→ Given records:

PR #399, opened 2024-05-15
Paligemma Workflows Block

hansent:
# Description

This adds a workflow block to use the new Paligemma model

## Type of change

Locally using a notebook

### DIFF
--- a/inference/core/workflows/core_steps/loader.py
+++ b/inference/core/workflows/core_steps/loader.py
@@ -52,6 +52,11 @@ from inference.core.workflows.core_steps.transformations.relative_static_crop im
 )
 
 
+from inference.core.workflows.core_steps.models.foundation.paligemma import (
+    PaligemmaBlock,
+)
+
+
 def load_blocks() -> list:
     return [
         ConditionBlock,
@@ -74,4 +79,5 @@ def load_blocks() -> list:
         DetectionFilterBlock,
         DetectionOffsetBlock,
         RelativeStaticCropBlock,
+        PaligemmaBlock,
     ]
--- a/inference/core/workflows/core_steps/loader.py
+++ b/inference/core/workflows/core_steps/loader.py
@@ -11,7 +11,7 @@ from inference.core.workflows.core_steps.models.foundation.lmm_classifier import
 )
 from inference.core.workflows.core_steps.models.foundation.ocr import OCRModelBlock
 from inference.core.workflows.core_steps.models.foundation.paligemma import (
-    PaligemmaBlock,
+    PaliGemmaBlock,
 )
 from inference.core.workflows.core_steps.models.foundation.yolo_world import (
     YoloWorldModelBlock,
@@ -77,5 +77,5 @@ def load_blocks() -> list:
         DetectionFilterBlock,
         DetectionOffsetBlock,
         RelativeStaticCropBlock,
-        PaligemmaBlock,
+        PaliGemmaBlock,
     ]
--- a/inference/core/workflows/core_steps/loader.py
+++ b/inference/core/workflows/core_steps/loader.py
@@ -11,7 +11,7 @@ from inference.core.workflows.core_steps.models.foundation.lmm_classifier import
 )
 from inference.core.workflows.core_steps.models.foundation.ocr import OCRModelBlock
 from inference.core.workflows.core_steps.models.foundation.paligemma import (
-    PaliGemmaBlock,
+    PaliGemmaModelBlock,
 )
 from inference.core.workflows.core_steps.models.foundation.yolo_world import (
     YoloWorldModelBlock,
@@ -77,5 +77,5 @@ def load_blocks() -> list:
         DetectionFilterBlock,
         DetectionOffsetBlock,
         RelativeStaticCropBlock,
-        PaliGemmaBlock,
+        PaliGemmaModelBlock,
     ]
--- a/inference/core/workflows/core_steps/loader.py
+++ b/inference/core/workflows/core_steps/loader.py
@@ -10,6 +10,9 @@ from inference.core.workflows.core_steps.models.foundation.lmm_classifier import
     LMMForClassificationBlock,
 )
 from inference.core.workflows.core_steps.models.foundation.ocr import OCRModelBlock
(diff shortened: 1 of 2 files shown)


inference/core/workflows/core_steps/models/foundation/paligemma.py
```diff
@@ -0,0 +1,109 @@
...
+class BlockManifest(WorkflowBlockManifest):
+    model_config = ConfigDict(
+        json_schema_extra={
+            "short_description": "Run Paligemma model.",
+            "long_description": LONG_DESCRIPTION,
+            "license": "Apache-2.0",
+            "block_type": "model",
+        }
+    )
+    type: Literal["Paligemma"]
```
yeldarby, line 42: I think this should be `PaliGemmaModel` (all model blocks should end in `Model` IMO)

inference/core/workflows/core_steps/models/foundation/paligemma.py
```diff
@@ -0,0 +1,109 @@
...
+                image=img, prompt=prompt, api_key=self._api_key
+            )
+            paligemma_model_id = load_core_model(
+                model_manager=self._model_manager,
+                inference_request=inference_request,
+                core_model="paligemma",
+            )
+
+            response = await self._model_manager.infer_from_request(
+                paligemma_model_id, inference_request
```
yeldarby, line 99: Does this require a server to be running?

inference/core/workflows/core_steps/models/foundation/paligemma.py
```diff
@@ -0,0 +1,109 @@
...
+
+    @classmethod
+    def get_init_parameters(cls) -> List[str]:
+        return ["model_manager", "api_key"]
+
+    @classmethod
+    def get_manifest(cls) -> Type[WorkflowBlockManifest]:
+        return BlockManifest
+
+    async def run_locally(
```
yeldarby, line 79: We may want this one to be setup both for local & async execution since it can't run without an NVIDIA GPU. You may want to be doing realtime video for your workflow (eg on a Jetson) but occasionally call out to a beefy server somewhere for a LLM response.

yeldarby (commented):
Nice work getting it working! 🔥 

Looks like the tests aren't passing; not sure if that's also the case on `main` or not (didn't look into it yet).

inference/core/workflows/core_steps/models/foundation/paligemma.py
yeldarby: This looks more like what I'd expect: https://colab.research.google.com/drive/1_q09OjR2Ldl1FZnvfqwckvxrW_FIYclC?usp=sharing

PawelPeczek-Roboflow:
just FYI - unit tests are failing as we are dragging `torch` import by importing new block - we shall probably act as we do with importing of our models - letting them to be silently not loaded given imports fail

yeldarby:
Should we add torch as a dep for the tests?

PawelPeczek-Roboflow:
@yeldarby - we could, but the same would apply for pepole installing `inference`, as this breaks the extras rule that we have (special model = extras requirement) and silent imports error handling (for instance if u dont have SAM requirements, u will not be able to use sam which will fail on model unknown error on usage attempt, rather than on import error while importing anything from inference).
For me failure in unit tests now is extremely viable signal - making it clear that PR breaks the rule and we need to fix it

hansent:
to fix the test maybe we just have to remove the import here, since actually we are using model manager to load the model?  https://github.com/roboflow/inference/pull/399/files#diff-f8d393a3b2cc29b1852b9c9bcedd10a1f4682607a3fb57bb30dcc110954fb0abR26

inference/core/workflows/core_steps/models/foundation/paligemma.py
```diff
@@ -0,0 +1,109 @@
...
+    FlowControl,
+    StepOutputImageSelector,
+    WorkflowImageSelector,
+    WorkflowParameterSelector,
+)
+from inference.core.workflows.prototypes.block import (
+    WorkflowBlock,
+    WorkflowBlockManifest,
+)
+from inference.models.paligemma.paligemma import PaliGemma
```
PawelPeczek-Roboflow, line 26: exactly

inference/core/workflows/core_steps/loader.py
```diff
@@ -10,6 +10,9 @@
     LMMForClassificationBlock,
 )
 from inference.core.workflows.core_steps.models.foundation.ocr import OCRModelBlock
+from inference.core.workflows.core_steps.models.foundation.paligemma import (
+    PaligemmaBlock,
```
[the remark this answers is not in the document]
hansent: renamed

PawelPeczek-Roboflow (approved):

hansent:
I think before we merge this we should figure out wither:
 -  a way to remote execute paligemma for hosted workflow execution
 - a way to display in UI that this block wont work unless you run inference locally

PawelPeczek-Roboflow (changes requested):
Changed a lot in EE, cannot be merged now propably

yeldarby:
> a way to display in UI that this block wont work unless you run inference locally

We'll certainly need this ability for other blocks (even if we eventually host Paligemma). @EmilyGavrilenko this seems aligned with your `json_schema_extra` metadata changes to enable dynamic categories, plan gating, keywords, etc.

@hansent are there any other blocks which cannot run on Hosted API currently?

EmilyGavrilenko:
Don't we currently support CogVLM in the UI via the LMM block?

hansent:
@EmilyGavrilenko yeah look slike your right, the LLM block will error on hosted execution via this code path:  https://github.com/roboflow/inference/blob/main/inference/core/workflows/core_steps/models/foundation/lmm.py#L373

Seems like a third class in terms of LLM block can run on hosted and local, but depending on configuration can only run local / wont know until runtime (unless the manifest would somehow expose that certain config values make it non executable on hosted).  Another approach would be be to split it up into separate blocks one for GPT4, one for CogVLM?

Not sure its worth handling / worrying about now? CogVLM hasn't really been something I've heard requested or come up in examples we want to enable for users very much.

hansent:
stale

→ Instructions for the task:
Please restate the material above exactly, line by line.

→ Written response:
PR #399, opened 2024-05-15
Paligemma Workflows Block

hansent:
# Description

This adds a workflow block to use the new Paligemma model

## Type of change

Locally using a notebook

### DIFF
--- a/inference/core/workflows/core_steps/loader.py
+++ b/inference/core/workflows/core_steps/loader.py
@@ -52,6 +52,11 @@ from inference.core.workflows.core_steps.transformations.relative_static_crop im
 )
 
 
+from inference.core.workflows.core_steps.models.foundation.paligemma import (
+    PaligemmaBlock,
+)
+
+
 def load_blocks() -> list:
     return [
         ConditionBlock,
@@ -74,4 +79,5 @@ def load_blocks() -> list:
         DetectionFilterBlock,
         DetectionOffsetBlock,
         RelativeStaticCropBlock,
+        PaligemmaBlock,
     ]
--- a/inference/core/workflows/core_steps/loader.py
+++ b/inference/core/workflows/core_steps/loader.py
@@ -11,7 +11,7 @@ from inference.core.workflows.core_steps.models.foundation.lmm_classifier import
 )
 from inference.core.workflows.core_steps.models.foundation.ocr import OCRModelBlock
 from inference.core.workflows.core_steps.models.foundation.paligemma import (
-    PaligemmaBlock,
+    PaliGemmaBlock,
 )
 from inference.core.workflows.core_steps.models.foundation.yolo_world import (
     YoloWorldModelBlock,
@@ -77,5 +77,5 @@ def load_blocks() -> list:
         DetectionFilterBlock,
         DetectionOffsetBlock,
         RelativeStaticCropBlock,
-        PaligemmaBlock,
+        PaliGemmaBlock,
     ]
--- a/inference/core/workflows/core_steps/loader.py
+++ b/inference/core/workflows/core_steps/loader.py
@@ -11,7 +11,7 @@ from inference.core.workflows.core_steps.models.foundation.lmm_classifier import
 )
 from inference.core.workflows.core_steps.models.foundation.ocr import OCRModelBlock
 from inference.core.workflows.core_steps.models.foundation.paligemma import (
-    PaliGemmaBlock,
+    PaliGemmaModelBlock,
 )
 from inference.core.workflows.core_steps.models.foundation.yolo_world import (
     YoloWorldModelBlock,
@@ -77,5 +77,5 @@ def load_blocks() -> list:
         DetectionFilterBlock,
         DetectionOffsetBlock,
         RelativeStaticCropBlock,
-        PaliGemmaBlock,
+        PaliGemmaModelBlock,
     ]
--- a/inference/core/workflows/core_steps/loader.py
+++ b/inference/core/workflows/core_steps/loader.py
@@ -10,6 +10,9 @@ from inference.core.workflows.core_steps.models.foundation.lmm_classifier import
     LMMForClassificationBlock,
 )
 from inference.core.workflows.core_steps.models.foundation.ocr import OCRModelBlock
(diff shortened: 1 of 2 files shown)


inference/core/workflows/core_steps/models/foundation/paligemma.py
```diff
@@ -0,0 +1,109 @@
...
+class BlockManifest(WorkflowBlockManifest):
+    model_config = ConfigDict(
+        json_schema_extra={
+            "short_description": "Run Paligemma model.",
+            "long_description": LONG_DESCRIPTION,
+            "license": "Apache-2.0",
+            "block_type": "model",
+        }
+    )
+    type: Literal["Paligemma"]
```
yeldarby, line 42: I think this should be `PaliGemmaModel` (all model blocks should end in `Model` IMO)

inference/core/workflows/core_steps/models/foundation/paligemma.py
```diff
@@ -0,0 +1,109 @@
...
+                image=img, prompt=prompt, api_key=self._api_key
+            )
+            paligemma_model_id = load_core_model(
+                model_manager=self._model_manager,
+                inference_request=inference_request,
+                core_model="paligemma",
+            )
+
+            response = await self._model_manager.infer_from_request(
+                paligemma_model_id, inference_request
```
yeldarby, line 99: Does this require a server to be running?

inference/core/workflows/core_steps/models/foundation/paligemma.py
```diff
@@ -0,0 +1,109 @@
...
+
+    @classmethod
+    def get_init_parameters(cls) -> List[str]:
+        return ["model_manager", "api_key"]
+
+    @classmethod
+    def get_manifest(cls) -> Type[WorkflowBlockManifest]:
+        return BlockManifest
+
+    async def run_locally(
```
yeldarby, line 79: We may want this one to be setup both for local & async execution since it can't run without an NVIDIA GPU. You may want to be doing realtime video for your workflow (eg on a Jetson) but occasionally call out to a beefy server somewhere for a LLM response.

yeldarby (commented):
Nice work getting it working! 🔥 

Looks like the tests aren't passing; not sure if that's also the case on `main` or not (didn't look into it yet).

inference/core/workflows/core_steps/models/foundation/paligemma.py
yeldarby: This looks more like what I'd expect: https://colab.research.google.com/drive/1_q09OjR2Ldl1FZnvfqwckvxrW_FIYclC?usp=sharing

PawelPeczek-Roboflow:
just FYI - unit tests are failing as we are dragging `torch` import by importing new block - we shall probably act as we do with importing of our models - letting them to be silently not loaded given imports fail

yeldarby:
Should we add torch as a dep for the tests?

PawelPeczek-Roboflow:
@yeldarby - we could, but the same would apply for pepole installing `inference`, as this breaks the extras rule that we have (special model = extras requirement) and silent imports error handling (for instance if u dont have SAM requirements, u will not be able to use sam which will fail on model unknown error on usage attempt, rather than on import error while importing anything from inference).
For me failure in unit tests now is extremely viable signal - making it clear that PR breaks the rule and we need to fix it

hansent:
to fix the test maybe we just have to remove the import here, since actually we are using model manager to load the model?  https://github.com/roboflow/inference/pull/399/files#diff-f8d393a3b2cc29b1852b9c9bcedd10a1f4682607a3fb57bb30dcc110954fb0abR26

inference/core/workflows/core_steps/models/foundation/paligemma.py
```diff
@@ -0,0 +1,109 @@
...
+    FlowControl,
+    StepOutputImageSelector,
+    WorkflowImageSelector,
+    WorkflowParameterSelector,
+)
+from inference.core.workflows.prototypes.block import (
+    WorkflowBlock,
+    WorkflowBlockManifest,
+)
+from inference.models.paligemma.paligemma import PaliGemma
```
PawelPeczek-Roboflow, line 26: exactly

inference/core/workflows/core_steps/loader.py
```diff
@@ -10,6 +10,9 @@
     LMMForClassificationBlock,
 )
 from inference.core.workflows.core_steps.models.foundation.ocr import OCRModelBlock
+from inference.core.workflows.core_steps.models.foundation.paligemma import (
+    PaligemmaBlock,
```
[the remark this answers is not in the document]
hansent: renamed

PawelPeczek-Roboflow (approved):

hansent:
I think before we merge this we should figure out wither:
 -  a way to remote execute paligemma for hosted workflow execution
 - a way to display in UI that this block wont work unless you run inference locally

PawelPeczek-Roboflow (changes requested):
Changed a lot in EE, cannot be merged now propably

yeldarby:
> a way to display in UI that this block wont work unless you run inference locally

We'll certainly need this ability for other blocks (even if we eventually host Paligemma). @EmilyGavrilenko this seems aligned with your `json_schema_extra` metadata changes to enable dynamic categories, plan gating, keywords, etc.

@hansent are there any other blocks which cannot run on Hosted API currently?

EmilyGavrilenko:
Don't we currently support CogVLM in the UI via the LMM block?

hansent:
@EmilyGavrilenko yeah look slike your right, the LLM block will error on hosted execution via this code path:  https://github.com/roboflow/inference/blob/main/inference/core/workflows/core_steps/models/foundation/lmm.py#L373

Seems like a third class in terms of LLM block can run on hosted and local, but depending on configuration can only run local / wont know until runtime (unless the manifest would somehow expose that certain config values make it non executable on hosted).  Another approach would be be to split it up into separate blocks one for GPT4, one for CogVLM?

Not sure its worth handling / worrying about now? CogVLM hasn't really been something I've heard requested or come up in examples we want to enable for users very much.

hansent:
stale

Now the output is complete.